We were looking forward to going to New Hampshire to see the Atkinsons for part of Marc's spring break. No one was more excited than Harper to get going. She announced to everyone she met that she was going to see Eric and Connor. She ran around finding stuff to bring on our trip. So it was pretty disappointing for her when Margo got sick the day before we were going to leave. We waited until we were pretty sure Margo wouldn't throw up in the car and hit the road on Monday night.
A picture of some of the things Harper thought we would need while we were gone. It was fun and sad to watch her gather stuff for the trip. Fun because she was as helpful as she's ever been and she was serious about getting in the car and getting to her cousins' house. Sad because she was so sad we couldn't leave when we said we would.
We made it! And we decorated eggs! And Marc got sick the first day we were there! And I tried not to be mad at him! And he was surprised when I was not mad at him! And he was even more surprised when I was kind and asked how he was feeling!
I am always impressed when kids can set up train tracks or build things out of Lego. Connor and Eric do both of these things well. They set up this track and the big kids played with it for hours. Margo took every chance she had to walk through the room and wreck it. I loved hearing kids shouting at the battery-operated Thomas, "Go Thomas! Go!" as he went head-to-head with James or Percy somewhere on the track.

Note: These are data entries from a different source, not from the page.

PR #6216, opened 2020-08-12
feat/plugins-rate-limiting by path

taotao2014:
**Summary**

plugins-rate-limiting limit by path


taotao2014:
Some checks were not successful ???
cp: cannot stat '/tmp/build/*': No such file or directory

PR #6576, opened 2020-11-13
feat(clustering) generate and share unique cluster ID for CP and DP in Hybrid mode

dndx:
The rationale for adding the core entity type `Parameters` instead of explicitly for "Cluster ID" is that it can be used for storing other runtime configuration as well. That way in the future we can make more Kong config changeable with Admin API calls instead of `kong.conf`. This is especially important for Hybrid mode deployment patterns.

In `spec/helpers.lua`, `render_fixtures` function, `conf_loader` was
used to load from rendered `.kong_env`. However, because the test runner
sets environment variables such as `KONG_DATABASE=postgres` based on the
test matrix, `conf_loader` will attempt to override the config parsed
from `.kong_env` with values from the environment. Because `.kong_env` already
contains value that had been overwritten or transformed, it is a bug to
apply the override again when parsing it.


kong/pdk/cluster.lua
```diff
@@ -0,0 +1,85 @@
...
+  -- Returns the unique id for this Hybrid mode cluster. If Kong
+  -- is not running in Hybrid mode, then this method returns nil.
+  --
+  -- All Control Planes and Data Planes belonging to the same
+  -- cluster returns the same cluster ID.
+  --
+  -- @function kong.cluster.get_id
+  -- @treturn string The v4 UUID used by this cluster as its id
+  -- @usage
+  -- local id = kong.cluster.get_id()
```
hbagdi, line 63: These comments need updating. Cluster ID is a general purpose concept and now specific to hybrid mode.

kong/pdk/cluster.lua
```diff
@@ -0,0 +1,85 @@
...
+      local res, err = kong.db.parameters:select({ key = CLUSTER_ID_CACHE_KEY, })
+      if res then
+        return res.value
+      end
+
+      return nil, err
+    end
+
+    return kong.core_cache:get(CLUSTER_ID_CACHE_KEY, nil, fetch_cluster_id)
+  end
```
hbagdi, line 76: What happens if kong is running in the standalone DB-less mode?

kong/pdk/cluster.lua
```diff
@@ -0,0 +1,85 @@
...
+
+    res, err = kong.db.parameters:select({ key = CLUSTER_ID_CACHE_KEY, })
+    if err then
+      error(err)
+    end
+
+    if not res then
+      assert(kong.db.parameters:insert({ key = CLUSTER_ID_CACHE_KEY,
+                                         value = cluster_id, }))
+
```
hbagdi, line 36: Question for personal edification: why is the cluster ID generation done in lazily and not as part of migrations?

kong/pdk/cluster.lua
dndx: Yes I guess in this case we need to add a guard to return `nil` if user did not pre-define a cluster ID in the declarative config file. I will update this PR to check for that. Good catch!

kong/pdk/cluster.lua
dndx: Good point. The reason why it was generated lazily was because the first version of this PR only worked under Hybrid mode and we did not have needs to generate them for traditional deployment (wouldn't hurt either though). We can generate it in the migrations and it will reduce the logic in the PDK function by a lot. I will make these changes.

kong/pdk/cluster.lua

At Marci's recommendation and because of Atkinsons' kindness and patience we went to see Jose Orozco's The Epic of American Civilization mural in the Baker Library at Dartmouth. There are 24 panels over 3200 square feet covering the history of the Americas from the migration of the Aztecs into central Mexico to the development of our modern industrialized society. I didn't know Jose Orozco was a famous Mexican painter. Or that these murals have been called the greatest mural cycle in the United States. I didn't know anything before we got there. But I was still surprised by what I saw. And after what I read in my visitor brochure I am not sure we should have smiled in front of this panel of his resurrected Jesus. This is what we read about this panel:
Orozco presents a Christ figure who not only rejects his sacrificial destiny by felling his cross but condemns and destroys the sources of his agony.
Orozco presents a Christ figure who not only rejects his sacrificial destiny by felling his cross but condemns and destroys the sources of his agony.
*The mural locates America's origins in Indo-Hispanic instead of Anglo-European culture, while characterizing our "civilization" as traumatic rather than an enlightened inheritance.
*He reminds his auiences that "America" is a shared landmass, not a synonym for the United States.
*He reminds his auiences that "America" is a shared landmass, not a synonym for the United States.
We spent an afternoon at the Montshire Museum of Science just over the Connecticut River in Norwich, Vermont. We had fun playing with and/or watching freshwater fish, turtles, leaf-cutter ants, butterflies, vacuums, marble runs, pulleys, giant bubbles, sheets of bubbles, dry ice, fireflies, Blue Man Group, and making paper helicopters.
Tuckered out. Margo loves holding pacifiers when she is going to sleep. There are always at least two in her bed.